O Estado de São Paulo, n. 44.670, 17/05/2016. Economia, p. B1

Governo fez manobra com recursos do BC para pagar pedalada, mostra estudo

Contabilidade criativa. Economistas dizem que o governo usou R$ 50 bilhões do Banco Central para quitar pedaladas, por meio de uma operação triangular: BC e Tesouro Nacional negam que o recurso foi usado para este fim, de modo irregular

Por: Alexa Salomão

 

Desde a virada do ano, economistas que acompanham as contas públicas dedicam artigos a um tema árido: descrever como o Banco Central estaria emprestando dinheiro para o Tesouro Nacional, o que é proibido por lei no Brasil, tanto pela Lei de Responsabilidade Fiscal quanto pela Constituição. Em dezembro, o tal repasse teria sido decisivo para quitar “pedaladas”, jargão usado para débitos protelados pelo Tesouro nos bancos públicos e autarquias.

O governo negou a estratégia, mas levantamento de um grupo de economistas ligados ao Senado, obtido pelo ‘Estado’, sustenta que a operação ocorreu.

Para eles, o remanejamento de R$ 50 bilhões do Banco Central foi indispensável para o governo fechar a conta e pagar as pedaladas. A sutileza da operação está no fato de o dinheiro do Banco Central não ter sido usado diretamente nas pedaladas.

O que ocorreu foi uma triangulação de recursos.

A operação teria se dado da seguinte forma: utilizando duas Medidas Provisórias e quatro portarias, a maior parte emitida às vésperas das festas de fim de ano, o governo remanejou uma série de recursos públicos para poder pagar as pedaladas e, de quebra, cobrir um déficit na Previdência.

Nesse tira daqui, coloca para lá, cerca de R$ 54 bilhões que eram destinados ao pagamento da dívida pública em dezembro tiveram outro destino.Desse total, as pedaladas receberam R$ 21,1 bilhões, que saíram do chamado colchão de liquidez, que é uma espécie de reserva do caixa público.Outros R$21,8 bilhões, também do colchão de liquidez, e R$ 11,7 bilhões de remuneração da conta única – que também iriam para pagar dívida pública – foram transferidos para cobrir o déficit da Previdência.

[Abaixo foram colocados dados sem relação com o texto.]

PR #1885, opened 2026-05-20
feat: add useClientPagination hook for in-memory list pagination

jeffredodd:
## Summary

Adds a reusable `useClientPagination(items, options)` hook that owns in-memory pagination plus an optional search predicate over a `T[]`, returning a `PaginationControlProps`-shaped object that drops straight into `useDataView` and `PaginationControl`.

Pairs with the existing server-side `usePagination`:

| Driver | Source | Use when |
|---|---|---|
| `usePagination` | `x-total-pages` / `x-total-count` headers | Paging through an API endpoint |
| `useClientPagination` | In-memory `T[]` | Caller already has the full list |

Both return the same shape, so swapping a list from server-paginated to client-paginated (or vice versa) is a one-line change at the call site.

### First adopter: `HolidayPolicyDetail`

Today this component hand-rolls a `searchValue` + `useMemo` filter over the policy's enrolled employees, **with no pagination at all**. This PR swaps it for `useClientPagination` at 10 per page, so rosters with more than 5 enrolled employees now render a pager.

Net code change in that file: drops the local `searchValue` state and the filter `useMemo`, adds one `useClientPagination(...)` call, wires `pagination` into the existing `employees` prop that `PolicyDetailLayout` already exposed.

### Behavior

- Whitespace-only queries (`'   '`) are treated as no-search; the predicate is never called.
- The predicate is invoked with the **trimmed, deferred** value, so partner predicates do not need to defensively trim.
- `searchValue` from the hook is the **raw** input the user typed (controlled-input semantics), even when the trimmed version is empty.
- Identity of `data` / `pagination` is stable across no-op rerenders so downstream `useMemo`s in `useDataView` are not invalidated.

## Test plan

- [x] 26 unit tests on the hook: initial state, page nav and clamps, items-per-page reset, items-per-page no-op when unchanged, exact-page totals (10 items / 5 per page == 2 pages, not 3), all three `PaginationItemsPerPage` values, large dataset (10k items: count, last-page slice 9950-9999, middle-page slice), zero matches, query-refine clamp via `safeCurrentPage`, successive queries, whitespace-only no-op, predicate receives trimmed deferred value, search + items-per-page interaction, predicate identity change re-filters, referential stability across no-op rerenders, new `allItems` reference re-derives.
- [x] 3 integration tests on `HolidayPolicyDetail`: pager hidden when roster <= 5, paginates at 10 per page and navigates between pages with 12 enrolled employees, search resets to page 1 (asserts page-2 content disappears).
- [x] Pre-existing `HolidayPolicyDetail` search test still passes against the new hook-backed implementation.
- [x] `npm run test -- --run src/components/TimeOff src/hooks` -> 433/433 pass.
- [x] `npm run lint:check` -> 0 errors (25 pre-existing warnings, none in touched files).
- [x] `npm run format:check` clean.

## Follow-ups (not in this PR)

- `useSelectEmployeesData` ([#1843](https://github.com/Gusto/embedded-react-sdk/pull/1843)) hand-rolls the same state machine. Once that PR merges main, it can adopt the hook in a small follow-up.
- `TimeOffPolicyDetail` has the same client-side-search-without-pagination pattern as `HolidayPolicyDetail` did; left for a follow-up PR to keep this diff scoped.

### DIFF
--- a/src/hooks/useClientPagination/useClientPagination.ts
+++ b/src/hooks/useClientPagination/useClientPagination.ts
@@ -1,0 +1,114 @@
+import { useCallback, useDeferredValue, useMemo, useState } from 'react'
+import type {
+  PaginationControlProps,
+  PaginationItemsPerPage,
+} from '@/components/Common/PaginationControl/PaginationControlTypes'
+
+interface UseClientPaginationOptions<TItem> {
+  /**
+   * Optional substring/fuzzy/etc. predicate run against the deferred,
+   * trimmed search value. The hook owns search state and resets to page 1
+   * whenever the value changes. A trimmed-empty value is treated as "no
+   * search" and the predicate is not called. Omit to skip search entirely.
+   */
+  searchPredicate?: (item: TItem, query: string) => boolean
+  /** Display rows-per-page. Default 5. */
+  defaultItemsPerPage?: PaginationItemsPerPage
+}
+
+export interface UseClientPaginationResult<TItem> {
+  /** Current-page slice. */
+  data: TItem[]
+  /** Drop-in `PaginationControlProps` for `useDataView` / `PaginationControl`. */
+  pagination: PaginationControlProps
+  /** Current search value (controlled). */
+  searchValue: string
+  actions: {
+    onSearchChange: (value: string) => void
+    onSearchClear: () => void
+  }
+}
+
+/**
+ * Client-side pagination + optional search over an in-memory array.
+ *
+ * Returns a `PaginationControlProps`-shaped pagination object that drops
+ * straight into `useDataView` / `PaginationControl`. Use this when the
+ * caller already has the full list of items and wants to paginate/search
+ * it locally. Pair with `usePagination` if you want to page through an
+ * API endpoint instead.
+ */
+export function useClientPagination<TItem>(
+  allItems: TItem[],
+  options: UseClientPaginationOptions<TItem> = {},
+): UseClientPaginationResult<TItem> {
+  const { searchPredicate, defaultItemsPerPage = 5 } = options
+
+  const [searchValue, setSearchValue] = useState('')
+  const deferredSearchValue = useDeferredValue(searchValue)
+  const [currentPage, setCurrentPage] = useState(1)
+  const [itemsPerPage, setItemsPerPage] = useState<PaginationItemsPerPage>(defaultItemsPerPage)
+
+  const searchFilteredItems = useMemo<TItem[]>(() => {
+    if (!searchPredicate) return allItems
+    const trimmed = deferredSearchValue.trim()
+    if (!trimmed) return allItems
+    return allItems.filter(item => searchPredicate(item, trimmed))
+  }, [allItems, deferredSearchValue, searchPredicate])
+
+  const totalCount = searchFilteredItems.length
+  const totalPages = Math.max(1, Math.ceil(totalCount / itemsPerPage))
+  // Clamp `currentPage` against the latest `totalPages` so a shrinking list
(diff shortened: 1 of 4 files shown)


src/hooks/useClientPagination/useClientPagination.ts
```diff
@@ -0,0 +1,114 @@
...
+        }
+      },
+    }),
+    [safeCurrentPage, totalPages, totalCount, itemsPerPage],
+  )
+
+  const onSearchChange = useCallback((value: string) => {
+    setSearchValue(value)
+    setCurrentPage(1)
+  }, [])
```
serikjensen, line 131: Nit: any need to debounce? i've been looking at the candidate take home exercise for too long 😛

serikjensen (approved):
LGTM!

src/hooks/useClientPagination/useClientPagination.ts
```diff
@@ -0,0 +1,114 @@
...
+} from '@/components/Common/PaginationControl/PaginationControlTypes'
+
+interface UseClientPaginationOptions<TItem> {
+  /**
+   * Optional substring/fuzzy/etc. predicate run against the deferred,
+   * trimmed search value. The hook owns search state and resets to page 1
+   * whenever the value changes. A trimmed-empty value is treated as "no
+   * search" and the predicate is not called. Omit to skip search entirely.
+   */
+  searchPredicate?: (item: TItem, query: string) => boolean
```
krisxcrash, line 17: q: Will this be extendable if we were to eventually add filtering?

krisxcrash: i know with the api, there are limitations in terms of filtering + search + pagination and they have to happen in a specific order so I am just curious.

jeffredodd: 100%! I started to think about filtering but I think two things are true right now
- Our APIs don't have a consistent way to filter API wide
- Our dataview hasn't worked too much on sorting filtering

So my suggestion is when we need to improve those things we come in and add filtering/sorting.

krisxcrash (approved):

src/hooks/useClientPagination/useClientPagination.ts
jeffredodd: Bwahahahaha what a good call out. This is why we don't do client side search :-P

src/hooks/useClientPagination/useClientPagination.ts
krisxcrash: makes total sense!

src/hooks/useClientPagination/useClientPagination.ts
jeffredodd: Good call -- I went back and forth on this. Initial reasoning was "this is purely client-side, no requests to debounce, and `useDeferredValue` already deprioritizes the filter pass." But for big lists or a fancier predicate the filter itself can still chew CPU on every keystroke, and `useDeferredValue` only helps when React has work it can interrupt -- it won't actually skip the synchronous filter call.

So I added a built-in debounce (default 120ms, configurable via `searchDebounceMs`, pass 0 to opt out). `searchValue` returned from the hook is still synchronous so the input stays controlled; the predicate + page reset are gated by the debounce, then further deferred by `useDeferredValue`.

Pushed in a6e0b00. Coverage:
- searchValue updates synchronously even mid-debounce (controlled-input feel)
- rapid typing collapses to a single predicate pass with the final value
- searchDebounceMs: 0 runs the predicate synchronously
- custom windows respected exactly

PR #1890, opened 2026-05-21
perf(Dashboard): lazy-load tab data, cut first-paint requests

dmortal:
## Summary

Employee Dashboard fired every tab's data fetches on mount (Suspense), blocking render until the slowest of 7+ requests resolved. A user who only opened Basic Details still paid for taxes, forms, paystubs, and garnishments bandwidth.

This makes data fetching lazy per tab — each tab's data hook only mounts when its tab is selected, wrapped in its own `<Suspense>` boundary so tabs paint independently.

## Changes

- Each tab now owns its data. `BasicDetailsView`, `TaxesView`, and `DocumentsView` get a co-located `…WithData` container that calls the corresponding hook; presentational views stay pure so existing tests/stories keep passing props.
- `JobAndPayView` (already monolithic) absorbs `useEmployeeCompensation`, the paystub download, and the cancel-pending-change handler that used to live in `Dashboard.tsx`. Compensation errors join the local `composeErrorHandler`.
- `Dashboard.tsx` drops the four data hooks and the all-or-nothing loading gate; each tab mounts inside its own `<Suspense fallback={<BaseLayout isLoading />}>` (323 → 178 lines).
- `useEmployeeCompensation` exposes `employeeFirstName` (free off the shared employee query) so JobAndPayView no longer needs it threaded as a prop.

The `EMPLOYEE_FEDERAL_TAXES_EDIT` event payload (`{ employeeId, federalTaxes }`) is preserved — the federal-tax record is threaded through the `onEditFederalTaxes` callback so the public event contract is unchanged.

## Testing

Verified via Playwright against `/employee/DashboardFlow` (gws-flows local):

| Tab                   | Fires when           |
|-----------------------|----------------------|
| Basic details (mount) | `employee?include=all_compensations`, `home_addresses`, `work_addresses` |
| Job and pay (click)   | `pay_stubs`, `payment_method`, `bank_accounts`, `garnishments` |
| Taxes (click)         | `federal_taxes`, `state_taxes` |
| Documents (click)     | `forms` |

**3 requests on first paint instead of 7+.**

Commands run, all green:
- \`npx tsc --noEmit\`
- \`npm run lint\` — 0 errors (25 pre-existing warnings in unrelated files)
- \`npm run test -- --run src/components/Employee/Dashboard src/components/Employee/Deductions src/components/Employee/PaymentMethod\` — **170/170 pass**

### DIFF
--- a/src/components/Employee/Dashboard/hooks/useEmployeeCompensation.tsx
+++ b/src/components/Employee/Dashboard/hooks/useEmployeeCompensation.tsx
@@ -31,6 +31,10 @@ interface UseEmployeeCompensationReady extends BaseHookReady<
     hasMultipleJobs: boolean
     pendingChanges: PendingCompensationChange[]
     payStubs: EmployeePayStub[]
+    /** First name from the shared employee fetch; useful for cosmetic copy
+     *  in alerts (e.g. "Heads up, Jane has pending changes"). Optional
+     *  because the employee record can omit it. */
+    employeeFirstName?: string
   },
   { isPending: boolean; cancellingCompensationUuid: string | null }
 > {
@@ -135,6 +139,7 @@ export function useEmployeeCompensation({
       hasMultipleJobs,
       pendingChanges,
       payStubs,
+      employeeFirstName: employee?.firstName ?? undefined,
     },
     status: {
       isPending,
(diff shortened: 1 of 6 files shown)


src/components/Employee/Dashboard/hooks/useEmployeeCompensation.tsx
```diff
@@ -135,6 +139,7 @@ export function useEmployeeCompensation({
       hasMultipleJobs,
       pendingChanges,
       payStubs,
+      employeeFirstName: employee?.firstName ?? undefined,
```
serikjensen, line 142: My recommendation here would be to just return the full fetched employee which should be the convention with the `data` attribute, we're basically just returning the raw data that we fetch as part of the hook in case the consumer needs it (exactly what's happening here)

serikjensen (approved):
LGTM!

PR #1901, opened 2026-05-21
fix: show employee names in ineligible-employee add errors

krisxcrash:
## Summary
- Catches 422 errors from the add-employees API and resolves error UUIDs to human-readable employee names.
- Includes the API-provided reason for each ineligible employee in the error message.
- Adds i18n keys for the formatted error messages.

Fixes bug: adding an ineligible employee to a policy shows UUID only, no reason.

## Test plan
- [x] Existing `SelectEmployeesTimeOff.test.tsx` passes (25/25)
- Manually verify: attempt to add an ineligible employee → error shows their name and reason

### DIFF
--- a/src/components/TimeOff/TimeOffManagement/SelectEmployees/SelectEmployeesTimeOff.tsx
+++ b/src/components/TimeOff/TimeOffManagement/SelectEmployees/SelectEmployeesTimeOff.tsx
@@ -190,13 +190,38 @@ function SelectEmployeesTimeOffInner({
       await baseSubmitHandler({}, async () => {
         let policyResult: unknown
         if (toAdd.length > 0) {
-          const response = await addEmployees({
-            request: {
-              timeOffPolicyUuid: policyId,
-              requestBody: { employees: buildAddPayload(toAdd) },
-            },
-          })
-          policyResult = response.timeOffPolicy
+          try {
+            const response = await addEmployees({
+              request: {
+                timeOffPolicyUuid: policyId,
+                requestBody: { employees: buildAddPayload(toAdd) },
+              },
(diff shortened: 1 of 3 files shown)


src/components/TimeOff/TimeOffManagement/SelectEmployees/SelectEmployeesTimeOff.tsx
```diff
@@ -190,13 +190,38 @@ function SelectEmployeesTimeOffInner({
...
+                .map(e => {
+                  const uuid = e.errorKey
+                  const employee = selectedEmployeesRef.current.get(uuid)
+                  const name = employee
+                    ? `${employee.firstName ?? ''} ${employee.lastName ?? ''}`.trim()
+                    : null
+                  const reason = e.message ?? t('errors.ineligibleUnknownReason')
+                  return name ? `${name}: ${reason}` : reason
+                })
+                .filter(Boolean)
```
mariechatfield, line 213: Image

I had to comment out Aaron's fix in `useSelectEmployeeData.ts` to even get to this error, and I realize this is an edge case without a very good error message. But this looks a bit odd

```ts
      showEmployees
        // .filter(e => isStartedByToday(e.jobs?.find(job => job.primary)?.hireDate))
```

mariechatfield: Do you have a test case that you would recommend instead to see what this would look like this with a per-UUID error message the way we expect?

krisxcrash:
this was fixed with @aaronlee777 pr that was merged post testfest

PR #1941, opened 2026-05-26
ci: run e2e selectively per domain and add e2e-success aggregator

jeffredodd:
## Summary

- **`e2e-success` aggregator** — single required check that branch protection can gate on. Aggregates `scenarios + e2e-changes + e2e-setup + e2e` (the matrix's `result` rolls up across every shard). Treats `skipped` as success so PRs that scope down to a subset of shards still satisfy the gate. Uses `if: !cancelled()` so a failed upstream actually fails this check instead of being skipped (which branch protection treats as passing).
- **Re-enabled e2e on `main`** — main always runs every domain unconditionally so it stays the canonical "all green" signal.
- **Selective shards on PRs** — only run the domain shards whose surface was actually touched.

## How selection works

Two-stage filter in the new `e2e-changes` job:

1. **Extension allowlist** — drop files whose extension can't affect runtime/test behavior (`.md`, `LICENSE`, `.gitignore`, images, etc.). A docs-only PR produces an empty filtered diff and skips e2e entirely.
2. **Domain ownership** — of the surviving files, if any sit *outside* every known domain's surface (`src/components/<Pascal>/` or `e2e/tests/<kebab>/`), treat the change as cross-cutting and run every shard. Otherwise run only the domains whose surface was touched.

The domain list is discovered dynamically from `e2e/tests/<domain>/`. The naming contract is `e2e/tests/<kebab>` ↔ `src/components/<Pascal>` (e.g. `time-off` ↔ `TimeOff`). Adding a new domain folder is sufficient — no CI edit required.

Stage 2 is safe by default: new code in unfamiliar locations (e.g. a fresh top-level dir like `src/middleware/`) fans out to all shards rather than silently producing an empty matrix.

## Behavior matrix

| Change | Result |
|---|---|
| `src/components/Payroll/*.tsx` | `payroll` only |
| `src/components/Payroll/*` + `src/components/Employee/*` | `employee + payroll` |
| `src/components/Common/*` / `src/hooks/*` / `package.json` / `playwright.demo.config.ts` | all shards |
| New top-level dir like `src/middleware/auth.ts` | all shards (safe default) |
| Push to `main` / `workflow_dispatch` | all shards (always) |
| `README.md` / `docs/**.md` / `LICENSE` / images | skip e2e entirely |
| `payroll source + README.md` | `payroll` only |

## Follow-up (not in this PR)

After merge, set `e2e-success` as a required status check in branch protection. That's a manual GitHub UI step.

## Test plan

- [ ] CI on this PR runs only the e2e shards relevant to `.github/workflows/ci.yaml` — which is itself cross-cutting, so all shards should run
- [ ] `e2e-success` job appears in checks and passes
- [ ] After merge, verify a follow-up PR touching only one domain runs only that domain's shard
- [ ] After merge, verify a docs-only PR skips e2e entirely
- [ ] After merge, verify a push to `main` runs every shard

### DIFF
--- a/.github/scripts/e2e-discover-domains.sh
+++ b/.github/scripts/e2e-discover-domains.sh
@@ -29,20 +29,26 @@
 #   e2e/tests/<kebab>  ↔  src/components/<Pascal>     (e.g. time-off ↔ TimeOff)
 # The list is discovered from disk on every run; no maintenance needed.
 #
-# Portability: depends on bash 4+ (`mapfile`) and GNU find (`-printf`).
-# Both are present on the GitHub-hosted ubuntu-latest runner this is
-# intended for. Running on macOS for local debugging will fail the
-# `mapfile` line — install `bash` and `findutils` from Homebrew or just
-# run the workflow.
+# Portability: written for POSIX-ish bash 3.2+ and either GNU or BSD find,
+# so it runs natively on the GitHub-hosted ubuntu-latest runner AND on
+# macOS for local debugging. Required tools: bash, find, sed, awk, jq, git.
 
 set -euo pipefail
 
 if [[ -z "${GITHUB_OUTPUT:-}" ]]; then
-  echo "ERROR: GITHUB_OUTPUT is not set — this script must run inside a GitHub Actions step" >&2
+  echo "ERROR: GITHUB_OUTPUT is not set — set it to a writable file path" >&2
+  echo "       (GitHub Actions sets this automatically; locally use a tempfile)" >&2
   exit 2
 fi
 
-mapfile -t domains < <(find e2e/tests -mindepth 1 -maxdepth 1 -type d -printf '%f\n' | sort)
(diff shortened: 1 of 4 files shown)


mariechatfield (approved):
I trust you and Cursor but it would be super radical if this was rewritten as a script that we could run locally to verify what outputs it thinks are updated, and that CI runs. GitHub actions are so devilishly annoying to test and reading bash is hard enough without it being inlined in YAML

jeffredodd:
> I trust you and Cursor but it would be super radical if this was rewritten as a script that we could run locally to verify what outputs it thinks are updated, and that CI runs. GitHub actions are so devilishly annoying to test and reading bash is hard enough without it being inlined in YAML

I totally agree! Right now the big elephant 🐘 we're dealing with is getting Demo to behave. 

I do believe you should be able to run `npm run e2e` which runs the suite fully locally off your code.

PR #1948, opened 2026-05-27
fix: add indeterminate state to select-all checkbox in data views (SDK-890)

aaronlee777:
## Summary

- The select-all checkbox in `DataTable` and `DataCards` now shows a dash icon and enters the native indeterminate state when some (but not all) rows are selected
- Previously it was always either fully checked or unchecked, with no partial-selection indicator

## Changes

- Added `isIndeterminate` prop to `Checkbox` — sets `input.indeterminate` via a ref (required since indeterminate is a DOM property, not an HTML attribute) and renders the dash icon from the existing `checkbox_indeterminate.svg` asset
- Updated `useSelectionState` to compute and return `isIndeterminate` alongside `allSelected`
- `DataTable` and `DataCards` both consume the new value and pass it to their select-all checkbox

## Related

- Jira ticket: [SDK-890](https://gustohq.atlassian.net/browse/SDK-890)

## Testing

- New tests cover the indeterminate DOM property on `Checkbox`, and the partial-selection state on the header checkbox in both `DataTable` and `DataCards`
- Run: `npm run test -- --run src/components/Common/UI/Checkbox src/components/Common/DataView/DataTable src/components/Common/DataView/DataCards`
- Storybook: `DataViewSelectableWithPagination` story — select a subset of rows to verify the dash icon appears in the header checkbox

[SDK-890]: https://gustohq.atlassian.net/browse/SDK-890?atlOrigin=eyJpIjoiNWRkNTljNzYxNjVmNDY3MDlhMDU5Y2ZhYzA5YTRkZjUiLCJwIjoiZ2l0aHViLWNvbS1KU1cifQ

### DIFF
--- a/docs/component-adapter/component-inventory.md
+++ b/docs/component-adapter/component-inventory.md
@@ -231,22 +231,23 @@
 
 ## CheckboxProps
 
-| Prop                        | Type                            | Required | Description                                                            |
-| --------------------------- | ------------------------------- | -------- | ---------------------------------------------------------------------- |
-| **value**                   | `boolean`                       | No       | Current checked state of the checkbox                                  |
-| **onChange**                | `(value: boolean) => void`      | No       | Callback when checkbox state changes                                   |
-| **inputRef**                | `Ref<HTMLInputElement \| null>` | No       | React ref for the checkbox input element                               |
-| **isInvalid**               | `boolean`                       | No       | Indicates if the checkbox is in an invalid state                       |
-| **isDisabled**              | `boolean`                       | No       | Disables the checkbox and prevents interaction                         |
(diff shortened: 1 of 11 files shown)


serikjensen (changes requested):
I think we need to have a chat on this one. For accessibility i think we will need to set aria-checked to mixed https://developer.mozilla.org/en-US/docs/Web/Accessibility/ARIA/Reference/Attributes/aria-checked#mixed

but this is also going to have implications for how we navigate the value/onChange ecosystem since we don't want a situation where you can set the checkbox value to true/false and also indeterminate at the same time

Could you find some time to go over this together? would also be good to include @jeffredodd

serikjensen:
We had a follow up discussion around UX. Going to close this one as we will look into a different approach that is better for component adapters

PR #1819, opened 2026-05-14
fix: constrain starting balance input width in employee table (SDK-893)

aaronlee777:
## Summary

Constrains the starting balance input in the Select Employees table to 120px so the column doesn't stretch to fill available space, and right-aligns it within the cell (when in table mode) so the input sits flush with the column's right-aligned header.

## Changes

- New `SelectEmployeesPresentation.module.scss` with a `.balanceInput` class: `width: toRem(120)` plus `margin-left: auto` scoped to `.react-aria-Cell` ancestors only.
- Applied the class via `className` on the balance `TextInput` in `SelectEmployeesPresentation.tsx`.

## Related

- Jira ticket: [SDK-893](https://gustohq.atlassian.net/browse/SDK-893)

## Testing

- Storybook: `npm run storybook` → Company / TimeOff / SelectEmployees stories
- Verify in table mode the balance input is 120px wide and right-aligned within its cell
- Verify in responsive DataCard mode the input remains left-aligned (no `margin-left: auto` because there's no `.react-aria-Cell` ancestor)

[SDK-893]: https://gustohq.atlassian.net/browse/SDK-893?atlOrigin=eyJpIjoiNWRkNTljNzYxNjVmNDY3MDlhMDU5Y2ZhYzA5YTRkZjUiLCJwIjoiZ2l0aHViLWNvbS1KU1cifQ

PR #1949, opened 2026-05-27
fix: use max-width to constrain starting balance input width (SDK-893)

aaronlee777:
## Summary

Regression fix for SDK-893. The starting balance input width fix from #1819 was regressed by #1843.

**Root cause:** The original fix used `width: toRem(120)` on `.balanceInput`, which shares an element with `FieldLayout`'s `.root { width: 100% }`. Both are single-class selectors (equal specificity), so the rule appearing *later* in the CSS bundle wins. #1843's large module graph refactor flipped the Vite bundle order such that `FieldLayout.module.scss` now loads after `SelectEmployeesPresentation.module.scss`, letting `width: 100%` win again.

**Fix:** Add `max-width: toRem(120)` alongside `width`. `max-width` is not set by `FieldLayout` or `DataCards`, so it has no specificity conflict and always caps the input at 120px regardless of bundle order.

## Test plan

- [ ] `npm run storybook` → Company / TimeOff / SelectEmployees stories — verify balance input is ~120px wide in table mode and card mode
- [ ] Verify right-alignment within the table cell is preserved

## Related

- Original fix: #1819 (SDK-893)
- Regressing PR: #1843

### DIFF
--- a/src/components/Common/DataView/DataTable/DataTable.module.scss
+++ b/src/components/Common/DataView/DataTable/DataTable.module.scss
@@ -1,0 +1,4 @@
+.cellEnd {
+  display: flex;
+  justify-content: flex-end;
+}
--- a/src/components/Common/DataView/DataTable/DataTable.test.tsx
+++ b/src/components/Common/DataView/DataTable/DataTable.test.tsx
@@ -196,6 +196,17 @@ describe('DataTable Component', () => {
     })
   })
 
+  describe('column justify', () => {
+    test('wraps header and cell content in a flex-end container when justify is end', () => {
+      renderTable({
+        columns: [{ key: 'name', title: 'Name', justify: 'end', render: item => item.name }],
+      })
+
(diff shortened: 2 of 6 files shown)


serikjensen (changes requested):
Reading the description, it looks like the real issue here is a specificity conflict where the core input css is conflicting with the component styles?

We want to avoid having classes like this conflict with out component styles. A good rule of thumb would be to avoid having css classes set on the UI component from adapters.

The way that you can get around this is to place inputs inside of containers that have widths set.

ex. instead of doing

```

...

<Components.TextInput className={styles.maxWidth} ... />
```

do

```

...

<div className={styles.maxWidth}>
  <Components.TextInput ... />
</div>
```

all components should fill the width of their containing elements. That allows us to define the layout without having to conflict with partner styles. Partners just define the adapters as full width

serikjensen (approved):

Foi preciso, então, restituir o recurso destinado ao pagamento da dívida.Segundo os economistas que fizeram o levantamento, é nesse ponto que o dinheiro do BC se tornou indispensável.

Há um detalhe importante: repasses do BC ao Tesouro precisam ser obrigatoriamente usados no serviço da dívida.

Por coincidência, em dezembro, o Ministério do Planejamento emitiu uma portaria que abriu espaço para que o Tesouro tivesse acesso a R$ 103 bilhões de recursos do BC.

E o Tesouro usou R$ 50 bilhões desse dinheiro.

“O que a gente constatou é que pegaram o dinheiro do colchão de liquidez, destinado à dívida, e pagaram as pedaladas; e para cobrir os juros e amortizações da dívida, eles usaram o dinheiro do Banco Central. Houve uma substituição de fontes de recursos”, diz Marcos Mendes, consultor legislativo do Senado, um dos integrantes do grupo que destrinchou o pagamento das pedaladas.

Procurado pela reportagem, o BC declarou,em nota, que havia sobra de recursos no colchão de liquidez, mas não negou a operação.O Ministério da Fazenda encaminhou nota onde negou o uso do dinheiro do BC nas pedaladas,mas também não abordou a questão da triangulação, considerada a peça chave da operação.

“Não adianta: não há como negar que a contabilidade criativa e a pedalada ainda estão sendo usadas, porque está tudo registrado”, diz Felipe Salto, assessor econômico do senador José Serra,que também participou do estudo.

Leonardo Cezar Ribeiro,outro assessor do gabinete, seguiu o caminho do dinheiro para identificar o uso do recurso do BC. “As portarias, MPs e o Sistema Integrado de Administração Financeira do Governo, o Siafi, mostram a operação”, diz.

Também participaram do levantamento os economistas José Roberto Afonso, pesquisador do Instituto Brasileiro de Economia da Fundação Getulio Vargas, e Marcos Köhler, também assessor de Serra. Os economistas também questionam a origem do dinheiro do Banco Central.